● **Your goal**
The response must be made up of the lines in the entries below that contain "handles".
—————
PR #327, opened 2019-04-23
Allow publicPath handler to return a function instead of string

prontiol:
This PR contains a:

- [ ] **bugfix**
- [x] new **feature**
- [ ] **code refactor**
- [x] **test update** 
- [ ] **typo fix**
- [ ] **metadata update**

### Motivation / Use-Case
Sometimes you might need to construct the path to your assets in runtime (for example when using multi CDN for different types of assets). Currently the only way to change the base path is to update `__webpack_public_path__` and it will affect all the assets at once 😞

If only we could have a function instead of plain string which will be executed in runtime and return the path based on the asset type, variables, cookies or whatever you want to figure out the right base path... oh wait, but we can!
This PR is to rescue!  🎉

### Breaking Changes

No breaking changes.
Current implementation just produces nothing If you return a function  instead of string out of the `options.publicPath` handler because ```JSON.stringify(function) === undefined```
This PR enhances `file-loader` and now you can return a function which will be executed in runtime so you can enjoy all your variables and helper functions in it and construct a publicPath of your dream.

### DIFF
--- a/README.md
+++ b/README.md
@@ -257,6 +257,12 @@ module.exports = {
                 if (/images/.test(context)) {
                   return `image_output_path/${url}`;
                 }
+                
+                if (/runtime/.test(context)) {
+                  return function(url) {
+                    return window.customPublicPath + url;
+                  }
+                }
 
                 return `public_path/${url}`;
               },
--- a/src/index.js
+++ b/src/index.js
@@ -41,7 +41,10 @@ export default function loader(content) {
       }${url}`;
     }
 
-    publicPath = JSON.stringify(publicPath);
+    publicPath =
+      typeof publicPath === 'function'
+        ? `(${publicPath})("${url}")`
+        : JSON.stringify(publicPath);
   }
 
   if (typeof options.emitFile === 'undefined' || options.emitFile) {
--- a/test/__snapshots__/publicPath-option.test.js.snap
+++ b/test/__snapshots__/publicPath-option.test.js.snap
@@ -27,6 +27,18 @@ Object {
 }
 `;
 
+exports[`when applied with \`publicPath\` option matches snapshot for \`{Function}\` value returning \`{Function}\` 1`] = `
+Object {
+  "assets": Array [
+    "9c87cbf3ba33126ffd25ae7f2f6bbafb.png",
+  ],
+  "source": "module.exports = (function publicPath(url) {
+              // eslint-disable-next-line no-undef
+              return window.imageCdnBasePath + url;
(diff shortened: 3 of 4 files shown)


prontiol:
@evilebottnawi Can you elaborate the question?

evilebottnawi:
> how you want to solve problem for other loader?

Because it is fix only logic for `file-loader`, but other loader also can emit assets, i think we need solve this on webpack side, so i request minimum reproducible test repo

prontiol:
Well, I am not sure this can be solved on webpack level.
At least this is not something I am willing to fix.

evilebottnawi:
We don't want add new option to file-loader, because in webpack@5 it was built-in loader, so we need solve this problem on webpack level to avoid same problems in future for other developers

prontiol:
Okay no problem, we will just fork it.

evilebottnawi:
@prontiol what is hard to help other developers solve same problem? It is hard to provide minimum reproducible test repo, maybe we can same logic without modify source code

prontiol:
It's not hard so I made this PR. It fixes the problem I encountered and can help others.
You said you didn't want to add new options to `file-loader` because of webpack 5 so I assume this PR won't be merged, that's why we will fork it because we need this fixed now and we can't wait for webpack 5. And I am not sure webpack 5 can do this either.
Generally I didn't expect this resistance as this PR doesn't introduce any breaking changes.
It just handles _function_ output of publicPath in a right way.

Regarding the minimum reproducible repo: test case included in the PR is pretty much self-explanatory.

evilebottnawi:
Stop be toxic. I am open to feedback, unlike how you build a dialogue.

> You said you didn't want to add new options to file-loader because of webpack 5 so I assume this PR won't be merged, that's why we will fork it because we need this fixed now and we can't wait for webpack 5. 

I said that I would not like to add, but if we do not find other solutions, it will be merged

> that's why we will fork it because we need this fixed now and we can't wait for webpack 5

Yes, but we need **feedback** from developers to solve problems and design right architecture to avoid problems in future (for loader and for webpack@5).

> Generally I didn't expect this resistance as this PR doesn't introduce any breaking changes.
It just handles function output of publicPath in a right way.

This does not mean that we should merge all PRs that are sent to us just because they are not breaking change

> Regarding the minimum reproducible repo: test case included in the PR is pretty much self-explanatory.

No, maybe you use invalid approach to storage or organization assets, maybe you need other setup for cdn, and many many cases in other way

What i want? I want example where standard functionality not solve you problem with **real life** example. This will allow us to think how best to solve such problems now and in the future.

prontiol:
I am no longer interested in contributing to this repo.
—————
● **Response to this task**
It just handles _function_ output of publicPath in a right way.
It just handles function output of publicPath in a right way.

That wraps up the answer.